31 outubro 2009

prelude in E-minor

Era um piano de Chopin, se contorcendo em infinitas voltas em torno da mesma nota, como eu sempre fiz com você. Deixei fluir tudo, embalada por aquelas notas cada vez mais altas e rápidas e dolorosas. Senti cada batida, cada mudança de andamento, igual quando vibro sob suas mãos de amante talentoso. Coloquei os fones grandes, para ouvir como se fosse um pensamento e fui me perdendo cada vez mais para dentro, pra longe do mundo e das idéias lúcidas.
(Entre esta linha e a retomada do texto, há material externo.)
PR #2954, opened 2022-09-01
fix: onpointerevent colliders reset on scene bounds check

pravusjif:
### WHY
When an entity with a shape is outside the scene boundaries, its renderers are disabled. If at that moment an OnPointerEvent component is attached to the entity, it will have its onpointer event colliders disabled and they'll never be enabled when the entity re-enters the scene boundaries and gets re-evaluated.

That happens because during onpointer vent colliders initialization, the colliders are initialized as enabled/disabled based on the entity renderers enabled value.

### WHAT
- Implemented 'IOutOfSceneBoundariesHandler' interface in OnPointerEvent to be called when the pertinent scene changes its 'inside scene boundaries' state.
- Added pointer event colliders update based on renderers state after scene boundaries state change event
- Implemented `UnloadAll()` method in old `CommonScriptableObjects` classes
- Added `UnloadAll()` call in `IntegrationTestSuite_Legacy.TearDown()` to clean `CommonScriptableObjects` classes after every test to avoid many tests failing only when run all together (but passing when run as isolated).

### TESTING
1. Enter the Ice Poker Stronghold scene (`.org` url has to be used otherwise the scene doesn't load the poker tables)
2. Approach a poker table and confirm that every floating card has the onpointer event hover feedback and is clickable

#### Confirm **problem** using `dev` build
https://play.decentraland.org/?renderer-branch=dev&position=-100,129&LOS=0

https://user-images.githubusercontent.com/1031741/187985556-41c70df6-5833-460b-9233-ef564bce4292.mp4

#### Confirm **fix** using `fix/onPointerEventCollidersResetOnSceneBoundsCheck` build
https://play.decentraland.org/?renderer-branch=fix/onPointerEventCollidersResetOnSceneBoundsCheck&position=-100,129&LOS=0

https://user-images.githubusercontent.com/1031741/187985650-185884e2-aea2-4aa8-a54a-ec340cfc064f.mp4

### DIFF
--- a/unity-renderer/Assets/DCLPlugins/UUIDEventComponentsPlugin/UUIDComponent/OnPointerEvent.cs
+++ b/unity-renderer/Assets/DCLPlugins/UUIDEventComponentsPlugin/UUIDComponent/OnPointerEvent.cs
@@ -27,6 +27,12 @@ namespace DCL.Components
             this.entity = entity;
             eventColliders.Initialize(entity);
         }
+        
+        public void UpdateCollidersEnabledBasedOnRenderers(IDCLEntity entity)
+        {
+            this.entity = entity;
+            eventColliders.UpdateCollidersEnabledBasedOnRenderers(entity);
+        }
 
         public void SetFeedbackState(bool showFeedback, bool hoverState, string button, string hoverText)
         {
@@ -62,7 +68,7 @@ namespace DCL.Components
         }
     }
 
-    public class OnPointerEvent : UUIDComponent, IPointerInputEvent
+    public class OnPointerEvent : UUIDComponent, IPointerInputEvent, IOutOfSceneBoundariesHandler
     {
         public static bool enableInteractionHoverFeedback = true;
 
@@ -109,6 +115,8 @@ namespace DCL.Components
 
             entity.OnShapeUpdated -= SetEventColliders;
             entity.OnShapeUpdated += SetEventColliders;
+            
+            DataStore.i.sceneBoundariesChecker.Add(entity,this);
         }
 
         public WebInterface.ACTION_BUTTON GetActionButton()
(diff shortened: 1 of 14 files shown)


unity-renderer/Assets/DCLPlugins/UUIDEventComponentsPlugin/UUIDComponent/OnPointerEvent.cs
```diff
@@ -109,6 +115,8 @@ public override void Initialize(IParcelScene scene, IDCLEntity entity)
 
             entity.OnShapeUpdated -= SetEventColliders;
             entity.OnShapeUpdated += SetEventColliders;
+            
+            DataStore.i.sceneBoundariesChecker.Add(entity,this);
```
sandrade-dcl, line 119: Maybe it would be nice to inject the `DataStore` as a dependency in this `Initialize()` method.

sandrade-dcl (approved):
LGTM! Good work!

unity-renderer/Assets/DCLPlugins/UUIDEventComponentsPlugin/UUIDComponent/OnPointerEvent.cs
pravusjif: You are right that sounds good, but that would require a big refactor as we should change the `Initialize()` method from [`IEntityComponent`](https://github.com/decentraland/unity-renderer/blob/dev/unity-renderer/Assets/Scripts/MainScripts/DCL/WorldRuntime/Interfaces/IEntityComponent.cs), as the `Initialize()` of the `OnPointerEvent` is called in [`ECSComponentsManagerLegacy.EntityComponentCreateOrUpdate()`](https://github.com/decentraland/unity-renderer/blob/dev/unity-renderer/Assets/Scripts/MainScripts/DCL/WorldRuntime/ECSComponentManagerLegacy/ECSComponentsManagerLegacy.cs#L421) along with the `Initialize()` of every other component implementing the `IEntityComponent` interface.

kwssbocian (approved):
Issue appears to be fixed.
✔️Upon approaching a poker table every floating card is interactable and clicking it causes a prompt to pop up.

PR #2960, opened 2022-09-01
fix: username resetting after modified in modal window

dalkia:
## Our Code Review Standards

### DIFF
--- a/unity-renderer/Assets/UIComponents/Scripts/Components/ProfileCard/ProfileCardComponentView.cs
+++ b/unity-renderer/Assets/UIComponents/Scripts/Components/ProfileCard/ProfileCardComponentView.cs
@@ -172,8 +172,6 @@ public class ProfileCardComponentView : BaseComponentView, IProfileCardComponent
 
         if (profileAddress != null)
             profileAddress.gameObject.SetActive(!isClaimedName);
-
-        SetProfileName(model.profileName);
     }
 
     public void SetLoadingIndicatorVisible(bool isVisible) { profileImage.SetLoadingIndicatorVisible(isVisible); }


unity-renderer/Assets/Scripts/MainScripts/DCL/Controllers/HUD/AvatarEditorHUD/Scripts/AvatarEditorHUDController.cs
```diff
@@ -359,6 +359,9 @@ public void LoadUserProfile(UserProfile userProfile, bool forceLoading)
         if (userProfile.avatar == null || string.IsNullOrEmpty(userProfile.avatar.bodyShape))
             return;
 
+        if (DataStore.i.exploreV2.nameOrDescriptionJustSaved.Get())
```
lorux0, line 362: im not really convinced on the solution since we are patching a kernel issue.. is it necessary after the kernel changes?

dalkia: That solves an issue that kernel is not handling. If you do the following steps, you will get some incosistencies>

1) Open avatar editor hud and change wearabales
2) Open the name tab while avatar editor hud is open with unsaved changes
3) Edit and save name/description
4) Since the save name triggers a profile update (which I think makes sense, to confirm that saving has been done correctly) the unsaved changes of the wearables get overridden.

This is the reason why I added that check. Another option would be to ask kernel just to send back the data that has been saved, but that may get messy on both sides.

kwssbocian (approved):
Both issues appear to be fixed.
✔️ Opening and changing contents of the Profile HUD causes the changes to be correctly retained in game as well as in https://account.decentraland.org/. Changes persist after closing and reopening the backpack, profile menu and after changing the worn wearables.
✔️ Changes made to the currently worn wearables are retained after accessing the Profile HUD including after selecting "Done" then reopening the backpack and accessing the Profile HUD or changing the username and/or about description.

unity-renderer/Assets/Scripts/MainScripts/DCL/Controllers/HUD/AvatarEditorHUD/Scripts/AvatarEditorHUDController.cs
lorux0: so probably instead of having a variable referring to saving the name or description of the profile, we could have an internal variable in `AvatarEditorHUDController` to check if the user has unsaved changes on the wearables. Then avoid replacing them if the profile gets updated in the middle? What do you think?

dalkia: Agreed; actually there was already a bool that had the dirty state of the avatar. So I just reused it.

lorux0 (approved):
great work!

Apenas aquela melodia segurando minha mão na realidade, feito nós dois sexta-feira no parque, olhando o rio que levava consigo o que sobrou do Outono. Senti em mim essa parte sua que mora atrás dos seus olhos, esse olhar de poesia desmedida que deixa tudo verde, florescendo, e me resgata sempre um passo além do precipício. Quando qualquer tentativa de salvação é vã e nem me lembra protestar. As notas seguiam sua jornada cada vez mais impaciente e me deixei conduzir. Tanta energia me sacudindo inteira que precisei inventar cores novas para ilustrar toda aquela luxúria. Eventualmente a realidade silente me despertou. Além das pálpebras oclusas a harmonia persistia travestida. A noite tinha chegado sem estrelas, só o escuro, e tudo se desenrolava nesta nova quietude apaziguadora. Sem piano ou cores ou qualquer outro movimento que não fosse nossas respirações sincronizadas.

Um comentário:

Anônimo disse...

Lindo...
C.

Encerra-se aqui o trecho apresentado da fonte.